In: Statistics and Probability
The upcoming championship high school football game is a big deal in your little town. The problem is, it is being played in the next biggest town, which is two hours away! To get as many people as you can to attend the game, you decide to come up with a ride-sharing app, but you want to be sure it will be used before you put all the time in to creating it. You determine that if more than three students share a ride, on average, you will create the app.

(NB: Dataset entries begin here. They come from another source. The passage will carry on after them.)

Issue #9643, opened 2022-11-22
Fetch sourcemaps from Elasticsearch


simitt:
## Problem Statement

At the moment the APM integration requires Fleet for some features. Because of this, Elastic Agent standalone mode is not supported for APM Server. Other integrations do not have this requirement. It means that users need to use Fleet as soon as they want to add the APM integration to an Elastic Agent policy. We want to remove this dependency, while still keeping support for Fleet.

One of the features that needs to be changed is how the APM Server retrieves sourcemaps. The standalone APM Server and the Fleet managed APM Server have implemented two different logics. The Fleet managed APM Server queries from Fleet, to which the APM UI syncs the sourcemaps. The standalone APM Server either fetches from Kibana or from Elasticsearch. 

## Solution Outline
We want to implement one common way to fetch the sourcemaps from Elasticsearch, replacing all other current implementations. 

In contrast to the current Elasticsearch implementation, the server will have a regularly running background job that fetches sourcemap metadata from Elasticsearch and caches them. Whenever processing a stack trace, the server then queries the cache with the metadata to identify if a certain sourcemap exists and if so, it fetches it from another cache or if not yet cached from Elasticsearch. 

## Implementation Details

The currently existing logic needs to be kept as a fallback. This helps to decouple the APM UI changes from the server changes. All the systemtests are expected to keep working (first with, then without the fallback). Once the APM UI team has implemented the required changes, the fallback in the server should be removed.

For the new logic, the APM Server starts a background routine on startup, that fetches the sourcemap metadata from Elasticsearch every 30 seconds. An internal cache is updated with the result (old sourcemaps that have not been returned anymore by Elasticsearch need to be removed from cache). The sourcemap metadata contain the `service.name` , `service.version`, `bundle_filepath` and a `content-hash` over the sourcemap body. The `service.name` , `service.version`, `bundle_filepath` create the unique identifier for a sourcemap. 

The sourcemap bodies are cached in another cache. This should be a LRU cache with a configurable size. Once a sourcemap is cached in the LRU cache it only gets refreshed if the `content-hash` for the sourcemap changes. 

Whenever the server is processing a stacktrace, it checks the metadata cache if a certain sourcemap exists, if not, no further sourcemap handling is required. If a sourcemap metadata entry exists, it fetches the sourcemap content from the LRU cache, if not yet cached, it fetches from Elasticsearch and adds the sourcemap body to the LRU cache. 

[...]

PR #8193, opened 2022-05-23
agentcfg: implement Elasticsearch fetcher

axw:
## Motivation/summary

Implement a new `agentcfg.Fetcher` which queries agent config from Elasticsearch directly, searching the `.apm-agent-configuration` index created by Kibana.

This enables running APM Server standalone, directly or with Elastic Agent, without requiring APM Server to communicate with Kibana to enable APM agent configuration.

## Checklist

- [ ] Update [CHANGELOG.asciidoc](https://github.com/elastic/apm-server/blob/main/CHANGELOG.asciidoc)
~- [ ] Update [package changelog.yml](https://github.com/elastic/apm-server/blob/main/apmpackage/apm/changelog.yml) (only if changes to `apmpackage` have been made)~
- [ ] Documentation has been updated

## How to test these changes

1. `docker-compose up -d`
2. `apm-server -E output.elasticsearch.username=admin -E output.elasticsearch.password=changeme -E instrumentation.enabled=true`
3. create agent configuration matching service name "apm-server"
4. `curl http://localhost:8200/config/v1/agents?service.name=apm-server`

The response should include the matching agent configuration.

## Related issues

None

PR #9722, opened 2022-12-02
feat: fetch sourcemaps from Elasticsearch

kruskall:
## Motivation/summary

Add a new caching metadata fetcher that fetch sourcemap metadata from ES and forward the request to the backend fetcher if it exists. The backend fetcher is an ES fetcher wrapped in a LRU cache to cache the sourcemap body.
Sourcemap metadata are periodically synced with ES by the caching metadata fetcher.
Keep fleet and kibana fetcher until the UI team has updated the sourcemap uploading flow.
Update ES sourcemap response to include sourcemap metadata.

## Checklist

## Related issues

Closes https://github.com/elastic/apm-server/issues/9643

### DIFF
--- a/internal/beater/beater.go
+++ b/internal/beater/beater.go
@@ -320,13 +320,7 @@ func (s *Runner) Run(ctx context.Context) error {
 		if err != nil {
 			return err
 		}
-		cachingFetcher, err := sourcemap.NewCachingFetcher(
-			fetcher, s.config.RumConfig.SourceMapping.Cache.Expiration,
-		)
-		if err != nil {
-			return err
-		}
-		sourcemapFetcher = cachingFetcher
+		sourcemapFetcher = fetcher
 	}
 
 	// Create the runServer function. We start with newBaseRunServer, and then
@@ -827,18 +821,33 @@ func newSourcemapFetcher(
 			}
 		}
 
-		return sourcemap.NewFleetFetcher(
+		ff, err := sourcemap.NewFleetFetcher(
 			&client,
 			fleetCfg.AccessAPIKey,
 			fleetServerURLs,
 			artifactRefs,
 		)
+		if err != nil {
+			return nil, err
+		}
+
+		cachingFetcher, err := sourcemap.NewCachingFetcher(ff, cfg.Cache.Expiration)
+		if err != nil {
+			return nil, err
+		}
+
+		return cachingFetcher, nil
 	}
 
 	// For standalone, we query both Kibana and Elasticsearch for backwards compatibility.
 	var chained sourcemap.ChainedFetcher
 	if kibanaClient != nil {
-		chained = append(chained, sourcemap.NewKibanaFetcher(kibanaClient))
+		cachingFetcher, err := sourcemap.NewCachingFetcher(sourcemap.NewKibanaFetcher(kibanaClient), cfg.Cache.Expiration)
+		if err != nil {
+			return nil, err
+		}
+
+		chained = append(chained, cachingFetcher)
 	}
 	esClient, err := newElasticsearchClient(cfg.ESConfig)
 	if err != nil {
@@ -846,7 +855,15 @@ func newSourcemapFetcher(
 	}
 	index := strings.ReplaceAll(cfg.IndexPattern, "%{[observer.version]}", version.Version)
 	esFetcher := sourcemap.NewElasticsearchFetcher(esClient, index)
-	chained = append(chained, esFetcher)
+	cachingFetcher, err := sourcemap.NewCachingFetcher(esFetcher, cfg.Cache.Expiration)
+	if err != nil {
+		return nil, err
+	}
+	metadataCachingFetcher := sourcemap.NewMetadataCachingFetcher(esClient, cachingFetcher, index)
+	metadataCachingFetcher.StartBackgroundSync()
+
+	chained = append(chained, metadataCachingFetcher)
+
 	return chained, nil
 }
 
--- a/internal/sourcemap/elasticsearch.go
+++ b/internal/sourcemap/elasticsearch.go
@@ -59,7 +59,12 @@ type esSourcemapResponse struct {
 		Hits []struct {
 			Source struct {
 				Sourcemap struct {
-					Sourcemap string
+					Service struct {
+						Name    string
+						Version string
+					}
+					BundleFilepath string `json:"bundle_filepath"`
+					Sourcemap      string
 				}
 			} `json:"_source"`
 		}
--- a/internal/sourcemap/metadata.go
+++ b/internal/sourcemap/metadata.go
@@ -1,0 +1,206 @@
+// Licensed to Elasticsearch B.V. under one or more contributor
+// license agreements. See the NOTICE file distributed with
+// this work for additional information regarding copyright
+// ownership. Elasticsearch B.V. licenses this file to you under
+// the Apache License, Version 2.0 (the "License"); you may
+// not use this file except in compliance with the License.
+// You may obtain a copy of the License at
+//
+//     http://www.apache.org/licenses/LICENSE-2.0
+//
+// Unless required by applicable law or agreed to in writing,
+// software distributed under the License is distributed on an
+// "AS IS" BASIS, WITHOUT WARRANTIES OR CONDITIONS OF ANY
+// KIND, either express or implied.  See the License for the
+// specific language governing permissions and limitations
+// under the License.
+
+package sourcemap
+
+import (
+	"bytes"
+	"context"
+	"encoding/json"
+	"fmt"
+	"io"
+	"net/http"
+	"sync"
+	"time"
+
+	"github.com/go-sourcemap/sourcemap"
+	"github.com/pkg/errors"
+
+	"github.com/elastic/apm-server/internal/elasticsearch"
+	"github.com/elastic/apm-server/internal/logs"
+	"github.com/elastic/elastic-agent-libs/logp"
+	"github.com/elastic/go-elasticsearch/v8/esapi"
+)
+
+type Identifier struct {
+	name    string
+	version string
+	path    string
+}
+
+type Metadata struct {
+	id          Identifier
+	contentHash string
+}
+
+type MetadataCachingFetcher struct {
+	esClient elasticsearch.Client
+	set      map[Identifier]bool
+	mu       sync.RWMutex
+	backend  Fetcher
+	logger   *logp.Logger
+	once     sync.Once
+	index    string
+}
+
+func NewMetadataCachingFetcher(
+	c elasticsearch.Client,
+	backend Fetcher,
+	index string,
+) *MetadataCachingFetcher {
+	return &MetadataCachingFetcher{
+		esClient: c,
+		index:    index,
+		set:      make(map[Identifier]bool),
+		backend:  backend,
+		logger:   logp.NewLogger(logs.Sourcemap),
+	}
+}
+
+func (s *MetadataCachingFetcher) Fetch(ctx context.Context, name, version, path string) (*sourcemap.Consumer, error) {
+	if len(s.set) == 0 {
+		// First run, populate cache
+		s.once.Do(func() {
+			s.sync(ctx)
+		})
+	}
+
+	key := Identifier{
+		name:    name,
+		version: version,
+		path:    path,
+	}
+
+	s.mu.RLock()
+	defer s.mu.RUnlock()
+
+	if _, found := s.set[key]; found {
+		// Only fetch from ES if the sourcemap id exists
+		return s.backend.Fetch(ctx, name, version, path)
+	}
+
+	return nil, nil
+}
+
+func (s *MetadataCachingFetcher) Update(ids []Identifier) {
+	s.mu.Lock()
+	defer s.mu.Unlock()
+
+	for k := range s.set {
+		delete(s.set, k)
+	}
+
+	for _, k := range ids {
+		s.set[k] = true
+	}
+}
+
+func (s *MetadataCachingFetcher) StartBackgroundSync() {
+	go func() {
+		// TODO make this a config option ?
+		t := time.NewTicker(30 * time.Second)
+		defer t.Stop()
+
+		for {
+			select {
+			case <-t.C:
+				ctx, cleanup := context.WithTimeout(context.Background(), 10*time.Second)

You conduct simple random sampling of 20 students in a school with a population of 300 students to determine how many students are in each ride-share (carpool) on the way to school every day to get a good idea of who would use the app. The following data are collected:
6 5 5 5 3 2 3 6 2 2
5 4 3 3 4 2 5 3 4 5
Construct a 95% confidence interval for the mean number of students who share a ride to school, and interpret the results.
Part A: State the parameter and check the conditions.
Part B: Construct the confidence interval. Be sure to show all your work, including the degrees of freedom, critical value, sample statistics, and an explanation of your process.
Part C: Interpret the meaning of the confidence interval.
Part D: Use your findings to explain whether you should develop the ride-share app for the football game.
Solution:
Part A
The population parameter for this confidence interval is given as the population mean number of students who share a ride to school. For this research study, population size is adequate, and we assume that the population follows an approximately normal distribution.
Part B
Confidence interval for Population mean is given as below:
Confidence interval = Xbar ± t*S/sqrt(n)
From given data, we have
Xbar = 3.85
S = 1.348488433
n = 20
df = n – 1 = 20 – 1 = 19
Confidence level = 95%
Critical t value = 2.0930
(by using t-table)
Confidence interval = Xbar ± t*S/sqrt(n)
Confidence interval = 3.85 ± 2.0930*1.348488433/sqrt(20)
Confidence interval = 3.85 ± 2.0930*0.30153118
Confidence interval = 3.85 ± 0.6311
Lower limit = 3.85 - 0.6311 = 3.2189
Upper limit = 3.85 + 0.6311 = 4.4811
Confidence interval = (3.2189, 4.4811)
Part C
We are 95% confident that the population mean number of students who share a ride to school will lies between two values 3.2189 and 4.4811.
Part D
We should develop the ride share app for the football game because the lower limit of the above interval is greater than 3. There is sufficient evidence to conclude that the average mean number of students who share a ride to school is greater than 3.